In the field of large language models (LLMs), Knowledge Distillation (KD) is
a critical technique for transferring capabilities from teacher models to
student models. However, existing KD methods face limitations and challenges in
distillation of LLMs, including efficiency and insufficient measurement
capabilities of traditional KL divergence. It is shown that LLMs can serve as
an implicit reward function, which we define as a supplement to KL divergence.
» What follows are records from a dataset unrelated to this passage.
PR #4154, opened 2025-03-27
feat: dbt tests in dagster asset checks

### LINKED ISSUE #4132: Run DBT tests for assets that are related in Dagster
# Overview

Up until now we've been getting by with running `dbt build --select "source:your_cool_asset_here"`.

It would be nice if we could say something like `dbt build --select "+your_cool_asset"` to get all of the assets that are upstream of `your_cool_asset` in Dagster, sort of like using `dagster materialize --selection`.

This *seems* like it would need to be an extension to `dbt_helper` - it would translate the dagster selection into a DBT selection, then run the right DBT commands.

# Success criteria

* [ ] we can run all the DBT tests for a dagster asset & its upstream/downstream dependencies with a single invocation of `dbt_helper validate --select +key:"your_dagster_asset"+`

# Next steps

* See if we can clearly translate from Dagster selections to DBT selections.

jdangerx:
# Overview

Closes #4132 .

For all the checks we define in DBT, run them as asset checks in Dagster.

## What did you change?

* Added a factory that creates Dagster asset checks based on the `manifest.json`. `dbt` doesn't like running concurrently so we use `filelock` to manage that.
* Added a configuration to speed up multi-process execution.
* Some small copy/style changes from linting.

## Documentation

# Testing

* ran `etl-fast` and only ran into the same rowcounts issues as I saw on `main` - still need to debug why that's the case but seems unrelated to these changes.
* ran `build-deploy-pudl` on this branch

## To-do list

- [ ] rip out dbt validation tests
- [ ] fix CI issues with `manifest.json` not existing


src/pudl/etl/__init__.py
```diff
@@ -20,8 +21,17 @@
     load_assets_from_modules,
 )
 from dagster._core.definitions.cacheable_assets import CacheableAssetsDefinition
+from dagster_dbt import DbtCliResource
 
 import pudl
+from pudl.etl import (
```
jdangerx, line 26: Changed these from relative imports since I was getting some complaints from the Dagster multi-process executor.

src/pudl/helpers.py
```diff
@@ -2045,11 +2050,12 @@ def get_dagster_execution_config(
             particular tags. This is helpful for applying concurrency limits to
             highly concurrent and memory intensive portions of the ETL like CEMS.
 
-            Dagster description: If a value is set, the limit is applied to only
-            that key-value pair. If no value is set, the limit is applied across
-            all values of that key. If the value is set to a dict with
-            `applyLimitPerUniqueValue: true`, the limit will apply to the number
-            of unique values for that key. Note that these limits are per run, not global.
+            Dagster description: If a value is set, the limit is applied to
```
jdangerx, line 2053: Something about the line-wrapping changed here is all.

src/pudl/helpers.py
```diff
@@ -2062,12 +2068,18 @@ def get_dagster_execution_config(
                 },
             },
         }
+
+    start_method_config = {}
+    if "forkserver" in multiprocessing.get_all_start_methods():
+        start_method_config = {"forkserver": {"preload_modules": ["pudl"]}}
```
jdangerx, line 2074: This saves like 9s per process which matters when we have hundreds of checks that only take a couple seconds to actually run.

src/pudl/settings.py
```diff
@@ -536,6 +536,8 @@ def check_eia_dependencies(cls, data: dict[str, Any]) -> dict[str, Any]:
 class DatasetsSettings(FrozenBaseModel):
     """An immutable pydantic model to validate PUDL Dataset settings."""
 
+    etl_type: Literal["fast", "full", "adhoc"] = "adhoc"
```
jdangerx, line 539: @zaneselvans we talked about adding some way of identifying what 'type' of job we're running. here it is.

zaneselvans:
- I ran the full ETL locally including all of the new dbt asset checks, and it completed as expected, taking 1hr49min, which is about the same time it took before without the dbt asset checks.
- I kicked off the `pytest` CI check to see how it affects the tests / make sure all the asset checks run there.
- If it's all working then we should go ahead and remove `test/integration/dbt_test.py::test_dbt()` which is currently running all of the `dbt` tests separately at the end of the integration tests.

zaneselvans:
- There's [an error](https://app.readthedocs.org/projects/catalystcoop-pudl/builds/27912484/) resulting from trying to access the `dbt` directory relative to the installed python package directory on RTD. I think this doesn't work because for the RTD build the PUDL package is actually installed alongside all of the other python packages, and not just in editable mode from the cloned repository.
- It looks like there may be a real asset check failure related to the `core_eia860__assn_boiler_generator` table that's preventing the fast ETL from completing in CI?
- It took the integration tests more than 2.5 hours to get to that failure, so I'm wondering if the asset checks are somehow adding a lot of additional processing time, at least with the single-threaded in-process Dagster executor that's used in the CI.

zaneselvans:
One (admittedly drastic) way around the RTD build failure might be to build the docs and deploy them using GitHub Pages. This would let us have all the docs under a nice uniform index like...

```
https://docs.catalyst.coop  # index of all projects with docs
https://docs.catalyst.coop/pudl # PUDL documentation
https://docs.catalyst.coop/pudl-archiver  # PUDL Archiver documentation
https://docs.catalyst.coop/handbook # Catalyst Cooperative member handbook
https://docs.catalyst.coop/ferc-xbrl-extractor # etc. etc.
```

jdangerx:
closed in favor of #4261

PR #4162, opened 2025-04-01
EIA 930 BA level imputation

### LINKED ISSUE #4138: Impute and test BA level EIA-930 demand data
# Overview

- The core output of this project is a set of realistic, complete BA-level electricity demand time series.

# Success Criteria

- We have new imputed EIA-930 demand values being written out to Parquet in `out_eia930__hourly_operations` 
- We know how aggregations of BA subregion demand outputs (produced in #4124) compare to the directly reported BA demand (which is available over a longer historical period and covers all BAs, not just the ones with subregional reporting).
- We know how our imputed EIA-930 BA demand time series compare to the analogous previously published outputs that we extracted in #4136

# Next steps
* [ ] ...

zschira:
# Overview

This PR applies our timeseries imputation to EIA 930 BA level demand data.

Closes #4138

## Documentation

# Testing

- There are plots added to the notebook, `notebooks/work-in-progress/timeseries-comparison.ipynb` to demonstrate how well the timeseries imputation is working.
- Ran the full ETL locally
- Ran `dbt build` against the local ETL outputs.
- Ran a manual `workflow_dispatch` of pytest and it passed.
- Ran `pudl_check_fks` locally and it passed.


src/pudl/output/eia930.py
```diff
@@ -8,16 +8,42 @@
...
-    "ERCO": "America/Chicago",
-    "ISNE": "America/New_York",
-    "MISO": "America/Chicago",
-    "NYIS": "America/New_York",
-    "PJM": "America/New_York",
-    "PNM": "America/Denver",
-    "SWPP": "America/Chicago",
-}
+
+def _add_timezone(
```
zschira, line 12: Switched to getting timezones from the `core_eia__codes_balancing_authorities` table.

src/pudl/output/eia930.py
```diff
@@ -26,30 +52,44 @@
...
+
+imputed_subregion_demand_assets = impute_timeseries_asset_factory(
+    input_asset_name="_out_eia930__hourly_subregion_demand",
+    output_asset_name="out_eia930__hourly_subregion_demand",
+    years_from_context=_years_from_context,
     value_col="demand_reported_mwh",
     imputed_value_col="demand_imputed_pudl_mwh",
     id_col="combined_subregion_ba_id",
-    settings=ImputeTimeseriesSettings(method_overrides={2019: "tnn"}),
+    settings=ImputeTimeseriesSettings(method_overrides={2019: "tnn", 2025: "tnn"}),
```
zschira, line 84: Now that I implemented the padding before imputation, we can include 2025 data, but 2025 was failing in the same way as 2019.

src/pudl/output/eia930.py
```diff
@@ -8,16 +8,42 @@
...
+        core_eia930__hourly_operations,
+        core_eia__codes_balancing_authorities,
+    )
+    core_eia930__hourly_operations = core_eia930__hourly_operations.rename(
+        columns={
+            "demand_imputed_mwh": "demand_imputed_eia_mwh",
+            "interchange_imputed_mwh": "interchange_imputed_eia_mwh",
+            "net_generation_imputed_mwh": "net_generation_imputed_eia_mwh",
+        }
+    )
```
zaneselvans, line 42: Does this duplicate the renaming that's being done below in the definition of `core_eia930__hourly_operations_assets`?

src/pudl/output/eia930.py
```diff
@@ -8,16 +8,42 @@
...
+    # TODO: BA code WAUE does not have listed timezone, so dropping these records for now
+    return core_eia930__hourly_operations[
+        core_eia930__hourly_operations.timezone.notnull()
+    ]
```
zaneselvans, line 46: This seems like a blunt-force instrument. If we expect WAUE to be the only entity with an NA time zone right now, it would be safer to assert that all the WAUE records have NA timezone, drop **only** the WAUE records, and then assert that there are no more NA timezones.  That way if the data no longer matches are expectations in the future it breaks and we know it.

src/pudl/transform/eia930.py
```diff
@@ -76,6 +76,17 @@ def core_eia930__hourly_operations_assets(
...
+        columns={"net_generation_imputed_mwh": "net_generation_imputed_eia_mwh"}
+    )
+    operations = operations.rename(
+        columns={
+            "net_generation_imputed_mwh": "net_generation_imputed_eia_mwh",
+            "demand_imputed_mwh": "demand_imputed_eia_mwh",
+            "interchange_imputed_mwh": "interchange_imputed_eia_mwh",
+        }
+    )
+
```
zaneselvans, line 89: Seems like this rename is also done in another downstream asset. Maybe it can be removed there and retained here?

zaneselvans (changes requested):
- Something seems funny with the 2025 row count expectations
- Need to add PR & Issue references for this PR and the last one in the release notes.
- Maybe a duplicative rename that can be removed?
- Could be more conservative in wiping out records w/ NA timezones.

Processing the data myself locally now.

src/pudl/analysis/timeseries_cleaning.py
```diff
@@ -161,9 +163,19 @@ def utc_dataframe_to_aligned(
...
 def pivot_aligned_timeseries_dataframe(
     aligned_df: DataFrame[AlignedTimeseriesDataFrame],
+    periods: int,
 ) -> DataFrame[TimeseriesMatrix]:
-    """Pivot aligned timeseries dataframe into timeseries matrix."""
-    return aligned_df.pivot(index="datetime", columns="id_col", values="value_col")
+    """Pivot aligned timeseries dataframe into timeseries matrix and pad if needed."""
+    matrix = aligned_df.pivot(index="datetime", columns="id_col", values="value_col")
+
+    # Pad matrix with any missing hours from timeseries
```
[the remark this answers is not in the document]
zaneselvans: Added.

docs/release_notes.rst
```diff
@@ -18,6 +18,8 @@ EIA 930
 ~~~~~~~
 * Added the table :ref:`out_eia930__hourly_subregion_demand`, which
   contains an imputed version of subregion demand.
+* Added the table :ref:`out_eia930__hourly_operations`, which
+  contains an imputed version of BA level demand.
```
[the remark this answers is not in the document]
zaneselvans: Added.

src/pudl/output/eia930.py
zaneselvans: Looks like these were duplicates. I kept the upstream one in the transform module and removed this one.

src/pudl/transform/eia930.py
zaneselvans: Kept this one, removed duplicative rename downstream.

src/pudl/output/eia930.py
zaneselvans: I went ahead and implemented these more conservative measures.

zaneselvans (approved):
Only lingering concern is the difference in the  ratios between the row counts for 2024 vs. 2025 in the fast vs. full ETL checks, which seems suspicious.

zaneselvans:
@zschira I poked at the row counts a little bit while updating them for `dbt` and the reason the ratios are so different is the FULL ETL includes a little bit of 2025 data directly (there's a 2025H1 partition).  And the reason that the 2024 fast row counts are so small compared to the full row counts is that there's only a half-year of data that's been included (one partition).  So I think this is good to go.

zaneselvans:
I'll run the full ETL locally and then run the dbt tests on those outputs while running the CI via a `workflow_dispatch` here to make sure the CI is happy.

dbt/seeds/etl_full_row_counts.csv
```diff
@@ -2493,6 +2493,17 @@ out_eia923__yearly_generation_fuel_combined,2020,14846
...
+out_eia930__hourly_operations,2016,579744
+out_eia930__hourly_operations,2017,578160
+out_eia930__hourly_operations,2018,575286
+out_eia930__hourly_operations,2019,569400
+out_eia930__hourly_operations,2020,562350
+out_eia930__hourly_operations,2021,278446
+out_eia930__hourly_operations,2022,548483
+out_eia930__hourly_operations,2023,541664
+out_eia930__hourly_operations,2024,535824
+out_eia930__hourly_operations,2025,58828
```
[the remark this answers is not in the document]
zaneselvans: There's a little bit of actual 2025 data now -- just a month or two, and that's why it's showing up here more than in the fast ETL.

The fast ETL 2024 row count is only half of the year, which is why it's so much smaller than 2024 in the full ETL.

PR #4163, opened 2025-04-02
Get table name based metadata for table description

cmgosnell:
# Overview

Closes #XXXX.

## Documentation

# Testing

## To-do list

### DIFF
--- a/src/pudl/metadata/classes.py
+++ b/src/pudl/metadata/classes.py
@@ -1868,6 +1868,106 @@ class Resource(PudlMeta):
 # ---- Package ---- #
 
 
+class MetaFromResourceName(PudlMeta):
+    """Class to extract standard metadata to add to Resource.description."""
+
+    name: SnakeCase
+    """Resource name (aka table name)."""
+
+    layer_map: dict = {
+        "_core": (
+            "Processing Stage: Intermediate cleaned but not tidied/normalized. "
+            "These tables are generally published in this semi-processed stage temporarily."
+        ),
+        "core": "Processing Stage: Cleaned, tidied/normalized.",
+        "_out": "Processing Stage: Intermediate output table.",
+        "out": (
+            "Processing Stage: Wide/denormalized (helpful values for easy of use have been "
+            "merged back into these tables). Possible calculations or imputations."
+        ),
+    }
+    layer_string: str = "|".join(layer_map.keys())
+
+    # TODO: add link to https://catalystcoop-pudl.readthedocs.io/en/latest/data_sources/{datasource_name}.html
+    # if we have a data_sources page for it.
+    datasource_map: dict = {
+        datasource_name: f"Data Source: {SOURCES[datasource_name]['title']}"
+        for datasource_name in SOURCES
+    } | {
+        "eia": "Data Source: EIA -- Mix of multiple EIA Forms",
+        "epa": "Data Source: EPA -- Mix of multiple EPA sources.",
+    }
+
+    datasource_strings: str = "|".join(datasource_map.keys())
+
+    time_detail_map: dict = {
+        "yearly": "Time Detail: Annual time series.",
+        "monthly": "Time Detail: Monthly time series.",
+        "hourly": "Time Detail: Hourly time series.",
+    }
+    time_string: str = "|".join(time_detail_map.keys())
+
+    misc_map: dict = {
+        "assn": "Association assets provide connections between entities.",
+        "codes": (
+            "Code tables contain more verbose descriptions of categorical "
+            "codes typically manually compiled from source data dictionaries."
+        ),
+        "entity": ("Entity tables contain static information about entities."),
+        "scd": (
+            "Slowly changing dimension tables describe attributes of entities "
+            "that rarely change."
+        ),
+    }
+    misc_string: str = "|".join(misc_map.keys())
+    table_name_pattern: str = rf"^({layer_string})_({datasource_strings})__({time_string}|)(?:_|)({misc_string}|)(?:_|)(?:_|)(.*)$"
+
+    @classmethod
+    def match(cls):
+        """Return the regex match for the table name."""
+        return re.match(cls.table_name_pattern, cls.name)
+
+    @model_validator(mode="after")
+    def table_name_check(self: Self):
+        """Check the expected pattern of the table name."""
+        if not self.match:
+            raise ValueError(
+                f"Table name not formatted as expected. Table name found: {self.name}.\nExpected table name pattern: {self.table_name_pattern}"
+            )
+
+    def description_layer(self) -> str:
+        """Return a layer description from the resource name."""
+        layer: str = self.match.group(1)
+        layer_description = self.layer_map[layer]
+        return layer_description
+
+    def description_datasource(self) -> str:
+        """Return a description of the datasource from the table name."""
+        datasource: str = self.match.group(2)
+        title = DataSource.from_id(datasource).title
+        description = f"Data Source: {title}"
+        return description
+
+    def description_misc(self) -> str:
+        """Return a description of the miscellaneous from the table name."""
+        misc_opt: str | None = self.match.group(4)
+        description = self.misc_map.get(misc_opt, pd.NA)
+        return description
+
+    def description_time(self) -> str:
+        """Return a description of the time-dimension from table name."""
+        # TODO: ?maybe? we could add the date column into the description.
+        # we'd need to look into the table's columns via its metadata
+        time_opt: str | None = self.match.group(3)
+        description = self.time_detail_map.get(time_opt, pd.NA)
+        return description
+
+    def slug(self) -> str:
+        """Table name slug."""
+        slug: str = self.match.group(5)
+        return slug
+
+
 class Package(PudlMeta):
     """Tabular data package.
 
--- a/src/pudl/metadata/classes.py
+++ b/src/pudl/metadata/classes.py
@@ -1875,14 +1875,21 @@ class MetaFromResourceName(PudlMeta):
     """Resource name (aka table name)."""
 
     layer_map: dict = {
+        "raw": (
+            "Data has been extracted from original format, columns have been renamed for "
+            "consistency and multiple reporting periods have been concatenated but no "
+            "transformations or cleaning have been applied."
+        ),
         "_core": (
-            "Processing Stage: Intermediate cleaned but not tidied/normalized. "
+            "Intermediate cleaned but not tidied/normalized. "
             "These tables are generally published in this semi-processed stage temporarily."
         ),
-        "core": "Processing Stage: Cleaned, tidied/normalized.",
-        "_out": "Processing Stage: Intermediate output table.",
+        "core": (
+            "This layer contains tables that typically break denormalized raw tables into well-modeled tables that serve as building blocks for downstream wide tables and analyses."
+        ),
+        "_out": "Intermediate output table.",
         "out": (
-            "Processing Stage: Wide/denormalized (helpful values for easy of use have been "
+            "Wide/denormalized (helpful values for easy of use have been "
             "merged back into these tables). Possible calculations or imputations."
         ),
     }
@@ -1891,11 +1898,14 @@ class MetaFromResourceName(PudlMeta):
     # TODO: add link to https://catalystcoop-pudl.readthedocs.io/en/latest/data_sources/{datasource_name}.html
     # if we have a data_sources page for it.
     datasource_map: dict = {
-        datasource_name: f"Data Source: {SOURCES[datasource_name]['title']}"
+        datasource_name: SOURCES[datasource_name]["title"]
         for datasource_name in SOURCES
     } | {
-        "eia": "Data Source: EIA -- Mix of multiple EIA Forms",
-        "epa": "Data Source: EPA -- Mix of multiple EPA sources.",
+        "eia": "EIA -- Mix of multiple EIA Forms",
+        "epa": "EPA -- Mix of multiple EPA sources.",
+        "ferc": "FERC -- Mix of multiple FERC Forms.",
+        "ferc1_xbrl": "FERC 1 XBRL -- Post-2021 years of Annual Report of Major Electric Utilities.",
+        "ferc1_dbf": "FERC 1 DBF -- Pre-2021 years of Annual Report of Major Electric Utilities.",
     }
 
     datasource_strings: str = "|".join(datasource_map.keys())
@@ -1908,24 +1918,26 @@ class MetaFromResourceName(PudlMeta):
     time_string: str = "|".join(time_detail_map.keys())
 
     misc_map: dict = {
-        "assn": "Association assets provide connections between entities.",
+        "assn": "Table Type: Association table that provide connections between entities.",
         "codes": (
-            "Code tables contain more verbose descriptions of categorical "
+            "Table Type: Code table which contain more verbose descriptions of categorical "
             "codes typically manually compiled from source data dictionaries."
         ),
-        "entity": ("Entity tables contain static information about entities."),
+        "entity": (
+            "Table Type: Entity tables which contain static information about entities."
+        ),
         "scd": (
-            "Slowly changing dimension tables describe attributes of entities "
+            "Table Type: Slowly changing dimension (SCD) table which describe attributes of entities "
             "that rarely change."
         ),
     }
     misc_string: str = "|".join(misc_map.keys())
     table_name_pattern: str = rf"^({layer_string})_({datasource_strings})__({time_string}|)(?:_|)({misc_string}|)(?:_|)(?:_|)(.*)$"
 
-    @classmethod
-    def match(cls):
+    @property
+    def match(self):
         """Return the regex match for the table name."""
-        return re.match(cls.table_name_pattern, cls.name)
+        return re.match(self.table_name_pattern, self.name)
 
     @model_validator(mode="after")
     def table_name_check(self: Self):
@@ -1934,24 +1946,24 @@ class MetaFromResourceName(PudlMeta):
             raise ValueError(
                 f"Table name not formatted as expected. Table name found: {self.name}.\nExpected table name pattern: {self.table_name_pattern}"
             )
+        return self
 
     def description_layer(self) -> str:
         """Return a layer description from the resource name."""
         layer: str = self.match.group(1)
-        layer_description = self.layer_map[layer]
+        layer_description = f"Processing Stage: {self.layer_map[layer]}"
         return layer_description
 
     def description_datasource(self) -> str:
         """Return a description of the datasource from the table name."""
         datasource: str = self.match.group(2)
-        title = DataSource.from_id(datasource).title
-        description = f"Data Source: {title}"
+        description = f"Data Source: {self.datasource_map[datasource]}"
         return description
 
     def description_misc(self) -> str:
         """Return a description of the miscellaneous from the table name."""
         misc_opt: str | None = self.match.group(4)
-        description = self.misc_map.get(misc_opt, pd.NA)
+        description = self.misc_map.get(misc_opt, None)
         return description
 
     def description_time(self) -> str:
@@ -1959,11 +1971,14 @@ class MetaFromResourceName(PudlMeta):
         # TODO: ?maybe? we could add the date column into the description.
         # we'd need to look into the table's columns via its metadata
         time_opt: str | None = self.match.group(3)
-        description = self.time_detail_map.get(time_opt, pd.NA)
+        description = self.time_detail_map.get(time_opt, None)
         return description
 
     def slug(self) -> str:
-        """Table name slug."""
+        """Table name slug.
+
+        Possible use case: extract what is being associated from an assn table.
+        """
         slug: str = self.match.group(5)
         return slug
 


krivard:
Hmm it's not finding the table description rst template. But only during the readthedocs build; the other approaches seem okay

zaneselvans:
@krivard I'm not sure if this is the source of your problem, but one thing I think that's different about RTD is it installs the package for real, not using `--editable` so if you have code in the PUDL package that's referring to files that aren't deployed as part of the package (i.e. anything outside of `src/pudl/package_data` if it's not code) then the installed package won't have access to them -- the package knows nothing about the rest of the files in the checked out repository, even though the sphinx build is obviously access the RST files and other files that are outside of the set of files which are distributed by the package.

This issue also came up when @jdangerx was messing around with integrating `dbt` into the asset checks -- when the PUDL package was installed and imported, it was failing because that (now abandoned) PR included code that referred directly to files in the checked-out repo, which the installed package knows nothing about.

These issues make me think about fully committing to "PUDL as an application not a library" and no longer supporting a use-case in which the package is installed without everything else in the repo accessible to it, which would mean no longer doing PyPI and conda distributions of `catalystcoop.pudl`  I think it might also mean that we need to switch off of RTD for the docs build, which would let us deploy the docs here on GitHub using GitHub Pages, and host all of our docs under a nice clean domain (which is already set up but not really being used): https://docs.catalyst.coop/ -- each repo would have it's own subdirectory based on its name, e.g.:
* https://docs.catalyst.coop/pudl
* https://docs.catalyst.coop/pudl-archiver
* https://docs.catalyst.coop/ferc-xbrl-extractor
* https://docs.catalyst.coop/pudl-examples

krivard:
@zaneselvans yep! that's what's going wrong here.

in theory [9dbda65](https://github.com/catalyst-cooperative/pudl/pull/4163/commits/9dbda6500073e81cb811937bdfe9748db093eb20) told PUDL to build the resources using the RTD docs path and not the `__file__.parent.parent.[...]` docs path, but clearly didn't quite get there 🫤 

looks like it's actually building the resources twice, once at import (`from pudl.metadata import PUDL_PACKAGE`) and once at `data_dictionary_metadata_to_rst`, and it's the first one (where I can't tell it where to find the templates) that's failing. some more poking...

src/pudl/metadata/classes.py
```diff
@@ -1876,6 +1964,209 @@ def encode(self, df: pd.DataFrame) -> pd.DataFrame:
...
+        ),
+        "_core": (
+            "Data has been cleaned but not tidied/normalized. Published only "
+            "temporarily and may be removed without notice."
+        ),
+        "core": (
+            "Data has been cleaned and organized into well-modeled tables that serve as "
+            "building blocks for downstream wide tables and analyses."
+        ),
+        "_out": "Intermediate output table.",
```
zaneselvans: Note that all the `_out` tables have been removed now -- they only existed to serve ☠️ PudlTabl ☠️

krivard:
VICTORY

src/pudl/metadata/warnings.py
```diff
@@ -0,0 +1,23 @@
...
+    "no_leap_year": "Date column disregards leap years to comply with Actual/365 (Fixed) standard.",
+    "irregular_years": "Some years use a slightly different data definition.",
+    "known_discrepancies": "Contains known calculation discrepancies.",
+    "free_text": "Contains columns which may appear categorical, but are actually free text.",
+    "early_release": "May contain early release data.",
+    "aggregation_hazard": "Some columns are subtotals; use caution when choosing columns to aggregate.",
+    "scale_hazard": "Extremely large table; do not attempt to open with Excel.",  # TODO: set a threshold
+    "outliers": "Outliers present.",
+    "missing_years": "Some years are missing from the data record.",
+    "ferc_is_hard": "FERC data is notoriously difficult to extract cleanly; see TODO for details.",
```
krivard, line 22: this definitely needs to be fixed before merge

src/pudl/scripts/generate_metadata_template.py
```diff
@@ -0,0 +1,40 @@
+"""Tiny CLI for building default table description templates."""
```
krivard: oh huh i forgot this was here. this was before the preview tool turned out so nice. keep it as a lightweight tool or ditch it?

src/pudl/metadata/classes.py
```diff
@@ -958,11 +961,7 @@ class DataSource(PudlMeta):
 
     def get_resource_ids(self) -> list[str]:
         """Compile list of resource IDs associated with this data source."""
-        # Temporary check to use eia861.RESOURCE_METADATA directly
-        # eia861 is not currently included in the general RESOURCE_METADATA dict
```
krivard, line 962: (yes it is)

src/pudl/metadata/classes.py
```diff
@@ -1269,6 +1282,18 @@ class Resource(PudlMeta):
...
+        Literal[
+            "quarterly",
+            "yearly",
+            "monthly",
+            "hourly",
+        ]
+        | None
+    ) = None
+    layer: Literal["raw", "_core", "core", "_out", "out", "test"] | None = None
+    usage_warnings: list[String] = []  # could be list[Literal]
```
krivard:
```suggestion
    usage_warnings: list[String] = []
```

src/pudl/metadata/classes.py
```diff
@@ -1876,6 +2016,209 @@ def encode(self, df: pd.DataFrame) -> pd.DataFrame:
...
+        ),
+        "test": (
+            "Only used in unit and integration testing; not intended for public "
+            "consumption."
+        ),
+    }
+    layer_string: str = "|".join(layer_map.keys())
+
+    # TODO: add link to https://catalystcoop-pudl.readthedocs.io/en/latest/data_sources/{datasource_name}.html
+    # if we have a data_sources page for it.
```
krivard: this should be a post-PR followup

src/pudl/metadata/classes.py
```diff
@@ -1876,6 +2016,209 @@ def encode(self, df: pd.DataFrame) -> pd.DataFrame:
...
+        return self.tabletype_map.get(self.tabletype, "")
+
+    def description_tabletype_prompt(self) -> str:
+        """Return a description prompt for the table type."""
+        return self.tabletype_prompt_map.get(self.tabletype, "")
+
+    def description_time(self) -> str:
+        """Return a description of the time-dimension from table name."""
+        # TODO: ?maybe? we could add the date column into the description.
+        # we'd need to look into the table's columns via its metadata
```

In this work, we propose Direct Preference Knowledge Distillation (DPKD) for
LLMs. DPKD utilizes distribution divergence to represent the preference loss
and implicit reward function. We re-formulate KD of LLMs into two stages: first
optimizing and objective consisting of implicit reward and reverse KL
divergence and then improving the preference probability of teacher outputs
over student outputs. We conducted experiments and analysis on various datasets
with LLM parameters ranging from 120M to 13B and demonstrate the broad
applicability and effectiveness of our DPKD approach. Meanwhile, we prove the
value and effectiveness of the introduced implicit reward and output preference
in KD through experiments and theoretical analysis. The DPKD method outperforms
the baseline method in both output response precision and exact match
percentage. Code and data are available at this https URL

在大型语言模型领域，我们提出了 Direct Preference Knowledge Distillation (DPKD) 方法，通过利用分布差异来表示偏好损失和隐式奖励函数，将语言模型知识蒸馏分为两个阶段，并通过实验证明了其广泛适用性和有效性。同时，我们通过实验和理论分析证明了引入的隐式奖励和输出偏好在知识蒸馏中的价值和效果，DPKD 方法在输出响应精度和完全匹配百分比上优于基准方法。